The national consensus government declared by Hamas and Fateh, this past summer, has finished its interim term, a Hamas spokesman said Sunday.Sami Abu Zuhri stated, during a news conference in Gaza City, that the unity government’s six-month term had expired, and that a dialog should be resumed, on a national level, to discuss the future of the government.

Ma’an News Agency reports that, according to Mr. Abu Zuhri, any decision on whether the government should be disbanded or continued or be to reshuffled must be made only through national dialogue and consensus.

Hamas ‘isn’t interested in incitement’, he said, but, rather, ‘seeks to maintain national unity’, stressing that the movement ‘does not control the Gaza Strip at all’ and that… ‘if the national consensus government doesn’t want to take responsibility for Gaza, this doesn’t mean the government is exempted from this responsibility.’

Abu Zuhri went on to criticize the Palestinian Authority for its responsibility in what he describes as ‘politically motivated arrests’.
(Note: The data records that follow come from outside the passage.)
PR #31, opened 2020-06-11
Include config.yaml in built charm

charness:
Include config.yaml in the zipped charm if present in the source.

Test both with and without a config.yaml in the simple-build case.

### DIFF
--- a/tests/commands/test_build.py
+++ b/tests/commands/test_build.py
@@ -29,6 +29,7 @@ from charmcraft.cmdbase import CommandError
 from charmcraft.commands.build import (
     BUILD_DIRNAME,
     Builder,
+    CHARM_CONFIG,
     CHARM_METADATA,
     DISPATCH_CONTENT,
     DISPATCH_FILENAME,
@@ -405,13 +406,17 @@ def test_build_basic_complete_structure(tmp_path, monkeypatch):
     assert zf.read('lib/ops/stuff.txt') == b"ops stuff"
 
 
-def test_build_code_simple(tmp_path):
+@pytest.mark.parametrize('has_config', [False, True], ids=lambda val: f'has_config={val}')
+def test_build_code_simple(tmp_path, has_config):
     """Check transferred metadata and simple entrypoint."""
     build_dir = tmp_path / BUILD_DIRNAME
     build_dir.mkdir()
 
     metadata = tmp_path / CHARM_METADATA
     entrypoint = tmp_path / 'crazycharm.py'
+    if has_config:
+        config = tmp_path / CHARM_CONFIG
+        config.touch()
 
     builder = Builder({
         'from': tmp_path,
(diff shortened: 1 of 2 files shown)


chipaca:
Actually a better link would probably be [this one](https://ubuntu.com/legal/contributors), that gives you a bit more context before you click through to the form.

tests/commands/test_build.py
```diff
@@ -404,13 +406,17 @@ def test_build_basic_complete_structure(tmp_path):
     assert zf.read('lib/ops/stuff.txt') == b"ops stuff"
 
 
-def test_build_code_simple(tmp_path):
+@pytest.mark.parametrize('has_config', [False, True], ids=lambda val: 'has_config={}'.format(val))
```
facundobatista, line 409: We try to keep the individual tests as simple as possible, so to test the "there's a config" case, please create another test (which would be very similar to this one, but only will check that the config file is included).

charness: My own preference is for reusing the code instead of copying it, but I don't mind conforming to local practice.

tests/commands/test_build.py
```diff
@@ -430,6 +432,38 @@ def test_build_code_simple(tmp_path):
...
+    })
+    linked_entrypoint = builder.handle_code()
+
+    built_metadata = build_dir / CHARM_METADATA
+    assert built_metadata.is_symlink()
+    assert built_metadata.resolve() == metadata
+
+    built_entrypoint = build_dir / 'crazycharm.py'
+    assert built_entrypoint.is_symlink()
+    assert built_entrypoint.resolve() == entrypoint
```
facundobatista, line 458: Sorry, I should have been more explicit in the last comment: This test should test only that , as it's present, the "config" is included (no need to test again metadata, entry point, etc.).

Thanks!!!

chipaca:
@charness any news on the contributor agreement?

charness:
I hope to have clearance from my employer on the contributor agreement in the next couple days. Sorry for the delay there.

chipaca:
No problem. Thank you.

chipaca:
Note #36 also fixes the titular issue here, but this pr does more than that so it is still relevant.

charness:
> Note #36 also fixes the titular issue here, but this pr does more than that so it is still relevant.

Happy to see the more comprehensive fix in #36.

I think that leaves relevant only the first commit on this branch. I had put that change in its own commit because it was separable.

Would you prefer I keep this PR open, with only that commit's content and new summary/description, or close it and potentially open a new PR for just that change when I get cleared for the contributor agreement?

Or perhaps I should just file an issue for the unit test's stray zip so you can fix however you see fit?

chipaca:
I'm happy to keep this open for a while longer until the paperwork goes through, and then we can cherry-pick the first commit (or you can). I did notice it was separate and useful, yes, thank you again :slightly_smiling_face: 

However if you'd rather close it for workflow purposes of your own, that's ok.

If the paperwork does take a _lot_ longer to go through we might do the cleanup ourselves, but we do have our plates full for a couple more weeks still...

chipaca:
Still no rush, but wondering if there was any news.

charness:
Just got cleared for the agreement and submitted.

charness:
With my contributor agreement signed, I think your cherry-picking d6d510652e33ba671176c95fb4b9f50dde83b452 is simplest, but please let me know if you'd prefer a force-push on my branch and updated prose in this PR.

chipaca:
woo! the paperwork finally came through at my end as well. Great!

I'll cherry-pick d6d5106 at some point today. Thank you again!

chipaca:
This is now #60.

PR #36, opened 2020-06-16
'charmcraft build' should pull in actions.yaml and config.yaml

chipaca:


charmcraft/commands/build.py
```diff
@@ -31,6 +31,7 @@
 
 # Some constants that are used through the code.
 CHARM_METADATA = 'metadata.yaml'
+CHARM_OPTIONAL = ['config.yaml', 'actions.yaml']  # copy these if they exist
```
jameinel, line 34: The other optional files according to https://github.com/juju/charm/blob/master/charmdir.go#L69
are:
metadata.yaml # mandatory
config.yaml
metrics.yaml
actions.yaml
revision
lxd-profile.yaml
version

facundobatista: Probably the test case should be transformed into "patching CHARM_OPTIONAL and verifying that the code uses it correctly", instead of checking every combination.

chipaca: that sounds a lot less like testing the wanted behaviour, and a lot more like testing the code as written. I'd rather the first :slightly_smiling_face: but yes it'd be hard to write the code to cover all the things in CHARM_OPTIONAL now. On the other hand, leaving the test as it stands still passes, and still checks that things in optional get copied if they exist (and not if they don't), which is what we want. Is that good enough?

chipaca: (I've not included `revision` as it's not going to be present at build time)

auria: If `revision` is not included at build time, what is the way to know which version of a charm an environment is using? For instance, when a charm has a bug, a Cloud operator may check if a charm is up to date by checking its version, verify it the latest version fixes the found bug or will file a new bug before upgrading to a newer version that doesn't fix their problem.

Without a `revision` file on a production environment, it seems that we can only upgrade to the latest version and file bugs if the upgrade didn't fix a problem.

chipaca: I think you're confusing `version` (for which we have #37) with `revision` (set by the store)...?

auria: Interesting. Thank you for the clarification. In the past, I've seen files such as `revision` and `repo-info` to actually track what `version` is meant for. On the other hand, I'm not familiar with charmcraft but shouldn't CHARM_OPTIONAL track all the files mentioned by jam? They're probably tracked somewhere else.

PR #41, opened 2020-06-17
package it as a snap

chipaca:


snap/snapcraft.yaml
```diff
@@ -0,0 +1,64 @@
...
+grade: stable
+confinement: strict
+
+parts:
+  charmcraft:
+    source: .
+    plugin: python
+    # snapcraft uses venv, which doesn't pull in wheel (as opposed to virtualenv)
+    # so then 'pip install PyYAML' gets cross.
+    python-packages: [wheel]
```
jameinel, line 40: if you want wheel, don't you also then want Cython for PyYAML? (and pythonX-dev and libyaml-dev, and...)

snap/snapcraft.yaml
```diff
@@ -0,0 +1,64 @@
...
+      - pyvenv.cfg
+      - lib/python3.8/site-packages/charmcraft
+      - lib/python3.8/site-packages/charmcraft-*.egg-info
+      - lib/python3.8/site-packages/pip
+      - lib/python3.8/site-packages/pip-*.dist-info
+      - lib/python3.8/site-packages/wheel
+      - lib/python3.8/site-packages/wheel-*.dist-info
+      # this effectively means we're shipping pip and wheel twice (once above,
+      # and once below), but untangling that is probably not worth it.
+      - share/python-wheels
```
jameinel, line 64: I agree that it probably isn't worth worrying about. It is interesting that currently the size of charmcraft is dominated by this duplication, though:
```
$ du . | sort -n | tail
1365    ./lib/python3.8/site-packages/pip/_internal
1376    ./lib/python3.8/site-packages/pip
1577    ./lib
1577    ./lib/python3.8
1577    ./lib/python3.8/site-packages
2187    ./share
2187    ./share/python-wheels
3767    .

$ ls -Slh share/python-wheels | head
total 2.2M
-rw-r--r-- 1 root root 467K Jun 17 14:03 setuptools-44.0.0-py2.py3-none-any.whl
-rw-r--r-- 1 root root 257K Jun 17 14:03 pip-20.0.2-py2.py3-none-any.whl
-rw-r--r-- 1 root root 161K Jun 17 14:03 certifi-2019.11.28-py2.py3-none-any.whl
-rw-r--r-- 1 root root 149K Jun 17 14:03 distlib-0.3.0-py2.py3-none-any.whl
```

That said, ~3-4MB for charmcraft doesn't feel onerous. (juju's snap is 392MB because it has a copy of both 'juju' and 'jujud'. Thinking about it, that means snap juju is *most* of a CD ISO...)

snap/snapcraft.yaml
```diff
@@ -0,0 +1,64 @@
...
+adopt-info: charmcraft  # look for 'snapcraftctl set-*' in the charmcraft part
+architectures: [all]    # nothing platform-dependent here (for now at least)
+
+apps:
+  charmcraft:
+    command: bin/charmcraft
+    plugs:
+      - home            # so it can acess files under the user's home
+      - removable-media # so it can access things in /media, etc. (manually connected)
+      - network         # so 'pip install' can download things
```
jameinel, line 24: Do any of these need official approval? Or are they always available to any charm since they are likely needed by most?

snap/snapcraft.yaml
chipaca: we would, if we were using the yaml that this process builds. But we're not, because core20 already includes it (complete with libyaml), huzzah

snap/snapcraft.yaml
chipaca: These in particular don't. When we pull in git and/or juju we'd need to ask for read permission on the config files and such, which is a reasonably straightforward process (I did it for `icdiff` for example).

(So far, in November, 80 Palestinians have been detained in the West Bank for political affiliation, he said, adding that 70 of them were still in PA custody.)

Senior Fateh official Faisal Abu Shahla told Ma’an, Sunday, that there was never any agreement that the Palestinian unity government would last only six months, stating that the national consensus government was assigned to carry out a number of tasks, including the holding of elections within at least six months, but that it was never agreed that the government term would end, if it did not complete those tasks within this time frame.

‘If the Hamas movement has retracted the reconciliation agreement and the termination of rivalry, that is a different case,’ Abu Shahla said.

Furthermore, PA President and Fateh member Mahmoud Abbas recently stated that, should the UN Security Council reject a pending draft resolution to end the Israeli occupation, e will reconsider relations with Israel through ceasing security coordination and obliging it, as the ‘Occupying Power’, to take responsibility of the situation.

A political reconciliation was agreed upon by Hamas and the Fateh-led PLO in April, taking oath in June and apparently ending seven years of political discord. Until the agreement, Hamas had been running its own government in the Gaza Strip, following elections in 2006.

Violent clashes subsequently broke out between the movement and rival Fateh members in 2007, and Hamas declared sovereignty over Gaza.

It was then that Israel began to tighten its restrictions on the Strip, leading to frequent humanitarian crises and outbreaks of violence between Israeli forces and armed resistance groups associated with the region.